↓

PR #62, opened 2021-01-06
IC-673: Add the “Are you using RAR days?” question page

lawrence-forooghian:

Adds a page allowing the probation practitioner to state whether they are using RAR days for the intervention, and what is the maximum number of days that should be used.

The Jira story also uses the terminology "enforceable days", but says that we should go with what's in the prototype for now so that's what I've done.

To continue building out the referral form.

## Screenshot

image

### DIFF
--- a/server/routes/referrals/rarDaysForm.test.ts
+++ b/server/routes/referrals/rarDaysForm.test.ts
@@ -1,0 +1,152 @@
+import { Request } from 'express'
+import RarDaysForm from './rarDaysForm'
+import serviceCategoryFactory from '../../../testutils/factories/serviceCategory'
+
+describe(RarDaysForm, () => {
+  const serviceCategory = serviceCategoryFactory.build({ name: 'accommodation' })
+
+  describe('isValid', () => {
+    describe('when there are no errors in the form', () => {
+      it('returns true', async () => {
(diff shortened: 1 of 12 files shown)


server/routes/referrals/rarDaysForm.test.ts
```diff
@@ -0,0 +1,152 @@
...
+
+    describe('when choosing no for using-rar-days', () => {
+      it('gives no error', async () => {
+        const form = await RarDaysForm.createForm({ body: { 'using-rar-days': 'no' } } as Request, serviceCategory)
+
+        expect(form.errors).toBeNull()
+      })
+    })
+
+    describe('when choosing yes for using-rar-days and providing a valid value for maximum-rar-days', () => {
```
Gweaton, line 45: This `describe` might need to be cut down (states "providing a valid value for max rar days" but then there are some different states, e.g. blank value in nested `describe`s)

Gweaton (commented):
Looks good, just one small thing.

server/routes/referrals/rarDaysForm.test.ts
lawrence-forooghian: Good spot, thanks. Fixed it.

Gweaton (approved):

↑

Begin at the first line of the entries above and copy every line exactly, ending with the line that contains "Gweaton, line 45: This".

Final answer ▸
PR #62, opened 2021-01-06
IC-673: Add the “Are you using RAR days?” question page

lawrence-forooghian:

Adds a page allowing the probation practitioner to state whether they are using RAR days for the intervention, and what is the maximum number of days that should be used.

The Jira story also uses the terminology "enforceable days", but says that we should go with what's in the prototype for now so that's what I've done.

To continue building out the referral form.

## Screenshot

image

### DIFF
--- a/server/routes/referrals/rarDaysForm.test.ts
+++ b/server/routes/referrals/rarDaysForm.test.ts
@@ -1,0 +1,152 @@
+import { Request } from 'express'
+import RarDaysForm from './rarDaysForm'
+import serviceCategoryFactory from '../../../testutils/factories/serviceCategory'
+
+describe(RarDaysForm, () => {
+  const serviceCategory = serviceCategoryFactory.build({ name: 'accommodation' })
+
+  describe('isValid', () => {
+    describe('when there are no errors in the form', () => {
+      it('returns true', async () => {
(diff shortened: 1 of 12 files shown)


server/routes/referrals/rarDaysForm.test.ts
```diff
@@ -0,0 +1,152 @@
...
+
+    describe('when choosing no for using-rar-days', () => {
+      it('gives no error', async () => {
+        const form = await RarDaysForm.createForm({ body: { 'using-rar-days': 'no' } } as Request, serviceCategory)
+
+        expect(form.errors).toBeNull()
+      })
+    })
+
+    describe('when choosing yes for using-rar-days and providing a valid value for maximum-rar-days', () => {
```
Gweaton, line 45: This `describe` might need to be cut down (states "providing a valid value for max rar days" but then there are some different states, e.g. blank value in nested `describe`s)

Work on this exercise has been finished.